Seth Shostak, SETI Senior Astronomer:

“I think I’ve heard rumors about an eighth planet in a seven-planet system (TRAPPIST-1?), which would give our own solar system some company — another solar system with eight planets!” Shostak tells Inverse. “But I’ve also heard rumors about a possible moon around a small body in the outer solar system. Bottom line? I don’t know what it is!”

Jonathan McDowell, astronomer at the Harvard-Smithsonian Center for Astrophysics:

McDowell says it could be about a new exoplanet-hunting technique.

“My guess is that they’ve leveraged a Google machine learning algorithm to dig out a bunch of new faint planets from the K2 data,” McDowell tells Inverse. Makes sense, especially considering the nuggets of information in NASA’s press release from December 8.

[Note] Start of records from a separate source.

PR #31865, opened 2022-12-10
EventEngine::RunAfter migration ConnectionAttemptInjector

yijiem:

### DIFF
--- a/test/cpp/end2end/connection_attempt_injector.cc
+++ b/test/cpp/end2end/connection_attempt_injector.cc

Artist's rendition of one of the TRAPPIST-1 planets.

Caitlin Ahrens, an astronomer at the University of Arkansas:

Ahrens has an interesting idea that’d be especially exciting for artists who create images of what exoplanets’ surfaces might look like.

“I hope it’s one of these: A new way to view exoplanet atmospheres, or a [new way to view] planets around white dwarfs,” the says.

The Kepler space telescope launched in 2009 and completed its first mission — observing stars in the Cygnus-Lyra region — back in 2012. It then entered its K2 mission, and has done an outstanding job studying exoplanets — in the K2 phase alone, it’s discovered 515 exoplanet candidates and 184 confirmed exoplanets.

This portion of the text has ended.